その詳細は、「初めてのおつかいin香港」にて記しているので割愛する。
前回はインドに移住した直後で、台所は家政夫モハンの城と化し、自分が好きに料理を作れなかったこともあって、日本食願望が高かった。
といっても、望むべくは日本米程度で、あとはインドでもなんとか手に入ったのだが、「ショッピングリストを作って!」と何しろ夫が熱心なこともあり、図入りで丁寧なリストを作ったものだ。
しかし今回は、さほど、要望がない。日本米も、まだストックがある。とはいえ、今年も母が来たらあっという間になくなるだろうから、頼んでおいた方がいいだろう。
日本米だけでいいと言っているのに、「せっかく買い物に行くのだから、他にも買って来るよ」としかし夫は今回も熱心だ。彼はもちろんビジネストリップのために香港へ行くのだが、到着日が日曜の朝で、その日は一日自由だから買い物に行けるのだという。
とはいえ、本当に、特に要らないのである。何度も書くようだが、日本米と醤油があれば、インドの素材でそこそこに、「わたしたちにとっての」おいしい日本料理を作ることができるのだ。
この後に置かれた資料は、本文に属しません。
PR #687, opened 2019-10-03
Master based grpc 1.21

moljac:


Util/Xamarin.Kotlin.BindingSupport/native/.idea/workspace.xml
```diff
@@ -1,110 +0,0 @@
...
-          <list>
-            <option value="jar" />
-          </list>
-        </option>
-        <option name="vmOptions" />
-      </ExternalSystemSettings>
-      <GradleScriptDebugEnabled>true</GradleScriptDebugEnabled>
-      <method v="2" />
-    </configuration>
-    <configuration name="xamarin.binding.kotlin.bindingsupport.ProgramKt" type="JetRunConfigurationType" factoryName="Kotlin" nameIsGenerated="true">
```
mattleibow: Could we keep these .idea files so that the dev does not have to configure the run targets for the app or the build target for the jar?
It somehow feels like it should be removed, but if you do, then intellij suddenly does not understand how to run the kotlin app.

XPlat/Google.Grpc/build.cake
```diff
@@ -80,7 +41,7 @@ Dictionary<string, string> JAR_URLS_ARTIFACT_FILES= new Dictionary<string, strin
 	},
 };
 string ARTIFACT_FILE = "";
-string NUGET_VERSION=$"{ARTIFACT_VERSION}.2";
+string NUGET_VERSION=$"{ARTIFACT_VERSION}";
 
 
 BuildSpec buildSpec = new BuildSpec ()
```
mattleibow, line 47: We should probably move away from this BuildSpec and to standard cake: https://github.com/xamarin/XamarinComponents/pull/684/files#diff-c578a2377ba3bb7693c87d13619d81c4

XPlat/Google.Grpc/source/Xamarin.Grpc.Android.Bindings.XamarinAndroid/Xamarin.Grpc.Android.Bindings.XamarinAndroid.csproj
```diff
@@ -0,0 +1,100 @@
+﻿<Project Sdk="Microsoft.NET.Sdk">
+  <!--
+  https://montemagno.com/converting-xamarin-libraries-to-sdk-style-multi-targeted-projects/
+    
+  -->
+    <PropertyGroup>
+        <AssemblyName>Xamarin.Grpc.Android</AssemblyName>
```
mattleibow, line 7: Because this project already has the Android in the name, we might as well leave off the `.Bindings.XamarinAndroid` since this will ALWAYS be a binding and Android is in the name. Same with the rest.

This project can just be named `Xamarin.Grpc.Android`. It will also be quite a few less characters.

moljac: If you check you will see that pattern was:

for namespaces:
```
Xamarin.Grpc.Core
Xamarin.Grpc.Context
Xamarin.Grpc.Stub
Xamarin.Grpc.OkHttp
Xamarin.Grpc.Protobuf.Lite
```
and for projectnames - add sufix `Bindings.XamarinAndroid`

Why `Bindings`? I because I have templates where I have non-bindings projects for pure Xamarin.Android platform specific code. (I know that can go to `./Additions/`, but it was template decision choice). And if I need it I simply delete project generated by template.

Why `XamarinAndroid`? To avoid issues if namespace is `Android`.

And now `Android`. Google added new Grps artifact `grpc-android`.

https://mvnrepository.com/artifact/io.grpc/grpc-android

yes. I'm aware this might force users into using FQ typenames with prefix `global::`, but it was google that added artifact with the name that is not ideal for us.

XPlat/Google.Grpc/build.cake
moljac: I moved away from BuildSpec to standard cake on all of my PRIVATE projects. initially i wanted to have the same Cake "framework" for Xamarin/microsoft and my stuff, but the fight with keeping Cake work with .NET core, mono versions and various libraries it was too much wasted time. So I switched to standard cake.

I had few bindings here and in other repos with vanilla Cake, but they were rewritten to BuildSpec, so I understood that `BuildSpec` is way to go.

Util/Xamarin.Kotlin.BindingSupport/native/.idea/workspace.xml
moljac: I do not know how those files got into master. They popped up suddenly 2-3 weeks ago and come from `Xamarin.Kotlin.BindingsSupport`. I was locally dragging it for weeks and had to take care of it.

All my PRIVATE project have `**/.idea` in `.gitignore`. Rider folder. Shouldn't we add those to `.gitignore`?

moljac: I assumed those files slipped in by accident. My 1st decision was to keep em and take care not to commit or do anything. 
After few weeks I changed my mind and decided to remove them, though they were not mine. Maybe that was the mistake. Sorry.

XPlat/Google.Grpc/build.cake
moljac: I'm just trying to bump the bindings, so I can continue working on AndroidX updates.

Let's talk about vanilla Cake in the meeting and decide what is the best and after decision I will rewrite scripts.

IMO moving away from BuildSpecs is good idea. But I d like to finish some other priorities 1st.

XPlat/Google.Grpc/source/Xamarin.Grpc.Android.Bindings.XamarinAndroid/Xamarin.Grpc.Android.Bindings.XamarinAndroid.csproj
moljac: Please, leave this less important style issue as is. Let us agree on naming and I'll obey. Check Jon's reviews week or two ago - this was not the issue.

New artifact with unlucky name came in, but changing namespace names would be breaking change.

Changing projectnames is low priority for me. Unless Hugo.Boss has different opinion.

Util/Xamarin.Kotlin.BindingSupport/native/.idea/workspace.xml
Redth: Yeah sounds like we should bring them back, can you revert the deletes of those please?

Redth (approved):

更には最近、加工食品を食べる機会が少なく、添加物の入った食品をおいしいと感じなくなっている。ついでに言えば、日本の食品には中国製なども紛れていることがあり、わざわざ中国→日本→中国(香港)→インドという、まさにフードマイレージの高いものを口にしなくても、十分に足りていると考えている。
とはいうものの、「せっかく」である。
ならば……、と考えて、強いて言えば上質のごま油。強いて言えば上質の醤油。強いて言えば上質のいりごま。強いて言えば上質の梅干し。強いて言えばキューピーマヨネーズ。
と、リクエストしていたのだった。
一般的な品質の物であれば、インドでも醤油やごま油が手に入る。わざわざ香港に行くのであれば、上質のものを選んでほしい。だが日本の加工食品に関しては、「度肝を抜かれるほど高い超上質品」が紛れていることがあるので、そのあたり、値段をしっかり確認して「ほどほどに上質」の物を選ぶよう頼んでおいた。
すばらしい「おつかいぶり」に、妻は感動した。
なんでも香港のSOGOにあるスーパーマーケットで、店員さんを一人つかまえて、あれこれと教えてもらいながら購入したとのこと。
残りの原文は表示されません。